This application relates to a panic stoplight system for automobiles or similar vehicles, and to a fluid pressure switching device for use in such systems.
Conventional automobiles and similar vehicles include rear lights which are turned on when the vehicle brakes are applied to warn the operator of a following vehicle that the forward vehicle is decelerating. During daylight operation, the rear lights are simply turned on when the brakes are applied. During nighttime operation, the rear lights usually increase in intensity when the brakes are applied. A warning system of this type gives no indication as to how rapidly a vehicle is decelerating. The brake lights are on with the same intensity anytime the brakes are applied, regardless of the magnitude of the braking force.
Many systems have been proposed for providing different signals related to the deceleration rate of the vehicle. One proposed system includes inertia switching devices responsive to changes in vehicle momentum for turning the warning lights on. These systems do not warn a following operator of certain emergency conditions such as icy pavement. An operator of a vehicle may see an emergency condition ahead and forcefully apply the brakes. If the pavement is icy, the vehicle will simply continue with little change in momentum. With an inertia-type of switching device, the operator of a following vehicle will be unaware of the attempted panic braking of the forward vehicle.
Other proposed systems include a plurality of different lights of different colors. Each light is related to a certain operating mode of the vehicle. For example, a green light may indicate that a vehicle is traveling along normally; a yellow light that the vehicle is decelerating slowly; and a red light that the vehicle is decelerating rapidly. Systems of this type are very expensive because they require a plurality of switching devices and lights. In addition, an operator of a following vehicle may have his eyes off the forward vehicle momentarily and not see a light change from yellow to red. Upon seeing the red light, it will take the operator of a following vehicle at least a split second longer to react and this could be too late to prevent an accident.

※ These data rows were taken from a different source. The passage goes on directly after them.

PR #595, opened 2025-07-04
feat: forward port from v3.9.x: new create_standby implementation with in-place mode and OTA resume support

Bodong-Yang:

PR #669, opened 2025-09-09
refine: use inplace update mode when active_slot's OTA resource dir presented

Bodong-Yang:
## Introduction

Previously, to prevent too large delta, when standby slot's disk usage is smaller than 80% of the OTA image's system image size, rebuild mode will be used(see #595). 
But since #640 , (OTA resources dir )delta calculation result is preserved for speeding up OTA, when OTA resources dir presented at active slot, we can use it with inplace mode instead of using rebuild mode.

This PR introduces the refinement, the condition of using inplace mode is updated, if active slot's OTA resources dir is available, the disk usage check will be bypassed.

### DIFF
--- a/src/otaclient/ota_core/_updater.py
+++ b/src/otaclient/ota_core/_updater.py
@@ -211,6 +211,10 @@ class OTAUpdater(OTAUpdateOperator):
     def _pre_update(self):
         """Prepare the standby slot and optimize the file_table."""
         logger.info("enter local OTA update...")
+
+        # NOTE(20250905): if ota_resources dir on active slot presented,
+        #                 no need to use rebuild mode.
+        _ota_resources_dir_presented = self._resource_dir_on_active.is_dir()
         with TemporaryDirectory() as _tmp_dir:
             self._can_use_in_place_mode = use_inplace_mode = can_use_in_place_mode(
                 dev=self._boot_controller.standby_slot_dev,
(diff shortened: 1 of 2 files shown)


src/otaclient/ota_core/_updater.py
```diff
@@ -211,13 +211,21 @@ def _execute_update(self):
     def _pre_update(self):
         """Prepare the standby slot and optimize the file_table."""
         logger.info("enter local OTA update...")
+
+        # NOTE(20250905): if ota_resources dir on active slot presented,
+        #                 no need to use rebuild mode.
+        _ota_resources_dir_presented = self._resource_dir_on_active.is_dir()
```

Other systems of the type described include complicated switching arrangements for flashing the rear lights at various rates and intensities proportional to the deceleration rate. A system of this type is highly effective only if the operator of a following vehicle always has his eyes on the forward vehicle so that changes in the flashing rate will be readily apparent. An operator who momentarily looks in his rearview mirror or on some other scene and then notices the forward vehicle lights blinking will not be readily aware of whether the blinking rate is representative of normal or panic deceleration.
In all prior systems of the type described, the warning signal goes off as soon as panic braking ceases. This has the disadvantage that if a vehicle operator applies the brakes in a manner representative of panic braking for only a second or two, and the following operator momentarily has his eyes off the forward vehicle, he will not be aware that the forward vehicle has rapidly decelerated. Systems having a plurality of different lights or lights which blink at different rates depending upon the deceleration rate can also create confusion and pose a serious distraction under crowded multi-lane traffic because an operator would see many different lights blinking at many different rates.